━━━━━ SUPPLIED MATERIAL

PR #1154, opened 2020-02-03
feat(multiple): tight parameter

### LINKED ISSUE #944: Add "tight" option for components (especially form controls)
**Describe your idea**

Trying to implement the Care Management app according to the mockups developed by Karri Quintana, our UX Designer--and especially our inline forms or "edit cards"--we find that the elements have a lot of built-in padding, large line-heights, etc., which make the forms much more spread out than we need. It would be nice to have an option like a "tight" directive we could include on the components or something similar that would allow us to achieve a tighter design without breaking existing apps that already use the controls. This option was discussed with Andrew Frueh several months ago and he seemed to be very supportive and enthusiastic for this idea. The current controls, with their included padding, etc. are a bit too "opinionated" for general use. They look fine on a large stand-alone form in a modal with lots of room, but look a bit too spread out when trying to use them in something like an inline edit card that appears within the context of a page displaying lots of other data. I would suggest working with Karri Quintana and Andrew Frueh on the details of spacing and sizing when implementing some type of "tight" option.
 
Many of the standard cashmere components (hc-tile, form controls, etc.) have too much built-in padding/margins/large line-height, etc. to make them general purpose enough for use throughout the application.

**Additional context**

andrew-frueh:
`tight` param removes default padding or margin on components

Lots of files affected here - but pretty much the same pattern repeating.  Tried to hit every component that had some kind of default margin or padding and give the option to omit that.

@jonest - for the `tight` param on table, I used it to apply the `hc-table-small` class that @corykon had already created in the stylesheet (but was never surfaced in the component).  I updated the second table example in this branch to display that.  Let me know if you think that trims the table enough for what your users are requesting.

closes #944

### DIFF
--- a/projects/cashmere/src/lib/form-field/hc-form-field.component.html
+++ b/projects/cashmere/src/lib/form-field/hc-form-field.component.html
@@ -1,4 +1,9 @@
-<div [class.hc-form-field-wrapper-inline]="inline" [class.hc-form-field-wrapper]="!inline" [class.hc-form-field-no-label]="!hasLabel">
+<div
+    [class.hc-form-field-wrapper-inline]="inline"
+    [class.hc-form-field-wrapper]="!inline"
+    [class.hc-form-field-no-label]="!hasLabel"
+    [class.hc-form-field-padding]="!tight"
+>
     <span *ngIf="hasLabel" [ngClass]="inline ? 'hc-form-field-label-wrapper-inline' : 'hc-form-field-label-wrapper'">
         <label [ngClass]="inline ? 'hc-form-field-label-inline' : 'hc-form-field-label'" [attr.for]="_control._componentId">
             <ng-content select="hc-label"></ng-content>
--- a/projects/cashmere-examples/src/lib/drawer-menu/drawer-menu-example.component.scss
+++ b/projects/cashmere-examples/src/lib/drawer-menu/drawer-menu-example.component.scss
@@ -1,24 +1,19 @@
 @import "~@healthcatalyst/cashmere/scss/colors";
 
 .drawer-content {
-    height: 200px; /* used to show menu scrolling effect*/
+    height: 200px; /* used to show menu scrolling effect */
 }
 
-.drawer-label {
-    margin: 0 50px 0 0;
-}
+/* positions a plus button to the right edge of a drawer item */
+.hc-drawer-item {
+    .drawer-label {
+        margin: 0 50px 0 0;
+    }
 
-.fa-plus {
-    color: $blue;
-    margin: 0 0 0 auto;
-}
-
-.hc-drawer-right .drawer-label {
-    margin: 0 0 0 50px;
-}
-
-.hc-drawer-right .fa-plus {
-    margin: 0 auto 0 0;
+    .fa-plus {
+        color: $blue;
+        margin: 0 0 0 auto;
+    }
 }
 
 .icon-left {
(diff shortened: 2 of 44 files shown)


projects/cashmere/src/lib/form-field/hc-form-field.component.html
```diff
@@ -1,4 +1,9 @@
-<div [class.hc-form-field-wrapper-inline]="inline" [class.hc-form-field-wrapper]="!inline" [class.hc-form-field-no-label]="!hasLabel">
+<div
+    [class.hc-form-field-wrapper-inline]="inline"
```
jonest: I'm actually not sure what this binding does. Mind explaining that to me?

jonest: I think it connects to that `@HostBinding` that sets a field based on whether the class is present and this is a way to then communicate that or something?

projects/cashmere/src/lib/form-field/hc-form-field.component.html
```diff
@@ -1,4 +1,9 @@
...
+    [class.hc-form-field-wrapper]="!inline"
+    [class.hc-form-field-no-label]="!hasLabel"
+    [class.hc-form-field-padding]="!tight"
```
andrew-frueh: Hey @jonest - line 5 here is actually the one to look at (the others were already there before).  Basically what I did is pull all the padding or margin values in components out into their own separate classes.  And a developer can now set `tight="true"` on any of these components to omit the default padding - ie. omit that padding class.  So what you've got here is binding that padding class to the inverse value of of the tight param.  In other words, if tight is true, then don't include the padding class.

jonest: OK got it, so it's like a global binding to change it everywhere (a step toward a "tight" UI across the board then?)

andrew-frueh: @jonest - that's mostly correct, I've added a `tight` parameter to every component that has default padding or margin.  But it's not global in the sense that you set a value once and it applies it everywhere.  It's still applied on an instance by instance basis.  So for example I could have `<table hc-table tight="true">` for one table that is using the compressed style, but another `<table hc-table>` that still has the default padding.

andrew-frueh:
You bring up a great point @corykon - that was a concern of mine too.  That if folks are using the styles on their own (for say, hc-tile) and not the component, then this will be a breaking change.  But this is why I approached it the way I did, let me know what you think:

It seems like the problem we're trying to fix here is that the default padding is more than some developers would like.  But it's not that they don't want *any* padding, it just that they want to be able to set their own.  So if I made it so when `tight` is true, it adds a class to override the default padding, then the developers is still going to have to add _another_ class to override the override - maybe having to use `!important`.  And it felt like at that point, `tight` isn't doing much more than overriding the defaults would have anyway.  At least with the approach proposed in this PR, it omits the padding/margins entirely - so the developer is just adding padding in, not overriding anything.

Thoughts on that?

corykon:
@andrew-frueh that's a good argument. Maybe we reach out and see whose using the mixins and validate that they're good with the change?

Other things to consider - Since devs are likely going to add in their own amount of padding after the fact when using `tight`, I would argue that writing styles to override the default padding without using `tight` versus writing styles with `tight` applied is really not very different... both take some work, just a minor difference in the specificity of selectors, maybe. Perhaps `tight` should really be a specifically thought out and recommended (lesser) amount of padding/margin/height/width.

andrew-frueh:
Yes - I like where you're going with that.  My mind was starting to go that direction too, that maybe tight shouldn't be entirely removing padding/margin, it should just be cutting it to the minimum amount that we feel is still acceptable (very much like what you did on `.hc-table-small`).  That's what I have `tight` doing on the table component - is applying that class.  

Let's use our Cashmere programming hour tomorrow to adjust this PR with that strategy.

━━━━━━━━━━
━━━━━ SUPPLIED MATERIAL

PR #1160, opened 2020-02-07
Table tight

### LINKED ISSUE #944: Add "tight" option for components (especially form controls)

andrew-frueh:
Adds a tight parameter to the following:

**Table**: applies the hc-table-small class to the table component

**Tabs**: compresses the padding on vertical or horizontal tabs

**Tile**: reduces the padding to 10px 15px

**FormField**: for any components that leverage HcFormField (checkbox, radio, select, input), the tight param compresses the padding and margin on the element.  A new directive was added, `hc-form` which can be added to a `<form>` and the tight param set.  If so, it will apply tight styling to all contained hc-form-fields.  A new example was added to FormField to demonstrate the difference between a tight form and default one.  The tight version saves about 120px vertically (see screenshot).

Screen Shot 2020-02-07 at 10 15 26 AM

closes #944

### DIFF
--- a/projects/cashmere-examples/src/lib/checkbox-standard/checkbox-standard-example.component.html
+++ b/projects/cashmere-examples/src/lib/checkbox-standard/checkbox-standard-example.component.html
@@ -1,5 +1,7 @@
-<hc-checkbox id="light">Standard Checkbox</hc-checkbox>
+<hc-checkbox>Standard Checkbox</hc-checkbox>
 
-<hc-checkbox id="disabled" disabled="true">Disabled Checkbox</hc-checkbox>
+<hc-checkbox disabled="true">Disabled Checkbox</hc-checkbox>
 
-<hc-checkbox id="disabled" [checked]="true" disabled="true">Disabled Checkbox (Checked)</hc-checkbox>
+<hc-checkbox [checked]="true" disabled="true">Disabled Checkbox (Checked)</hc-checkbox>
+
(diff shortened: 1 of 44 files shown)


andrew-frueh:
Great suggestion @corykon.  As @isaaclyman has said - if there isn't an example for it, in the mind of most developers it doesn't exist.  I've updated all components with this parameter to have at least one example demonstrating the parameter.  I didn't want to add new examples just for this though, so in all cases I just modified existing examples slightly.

━━━━━━━━━━

WHAT TO DO:
Go through the material above and copy each line that has the word "opened".

ANSWER SPACE:
PR #1154, opened 2020-02-03
PR #1160, opened 2020-02-07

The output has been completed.